- [Prompt]: Exactly reproduce the lines from the top of the entries below through the line containing "Delaying map packets", with both ends included.

---------- Data to process

PR #4576, opened 2024-04-16
Remove map cache

AJ-Ferguson:
The map cache was added in https://github.com/GeyserMC/Geyser/pull/758
Delaying map packets until the player spawns hopefully solves the original problem and uses less memory.


core/src/main/java/org/geysermc/geyser/translator/protocol/bedrock/BedrockMapInfoRequestTranslator.java
```diff
@@ -1,50 +0,0 @@
...
-
-import org.cloudburstmc.protocol.bedrock.packet.ClientboundMapItemDataPacket;
-import org.cloudburstmc.protocol.bedrock.packet.MapInfoRequestPacket;
-import org.geysermc.geyser.session.GeyserSession;
-import org.geysermc.geyser.translator.protocol.PacketTranslator;
-import org.geysermc.geyser.translator.protocol.Translator;
-
-import java.util.concurrent.TimeUnit;
-
-@Translator(packet = MapInfoRequestPacket.class)
```
onebeastchris, line 36: Is this packet not sent by Bedrock anymore then? Or do we explicitly ignore it as we provide all the needed data?

onebeastchris (approved):

core/src/main/java/org/geysermc/geyser/translator/protocol/bedrock/BedrockMapInfoRequestTranslator.java
AJ-Ferguson: It's still sent by the bedrock client, but it doesn't seem to be necessary to actually respond to it.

--------------------

- [Exercise solution]:
PR #4576, opened 2024-04-16
Remove map cache

AJ-Ferguson:
The map cache was added in https://github.com/GeyserMC/Geyser/pull/758
Delaying map packets until the player spawns hopefully solves the original problem and uses less memory.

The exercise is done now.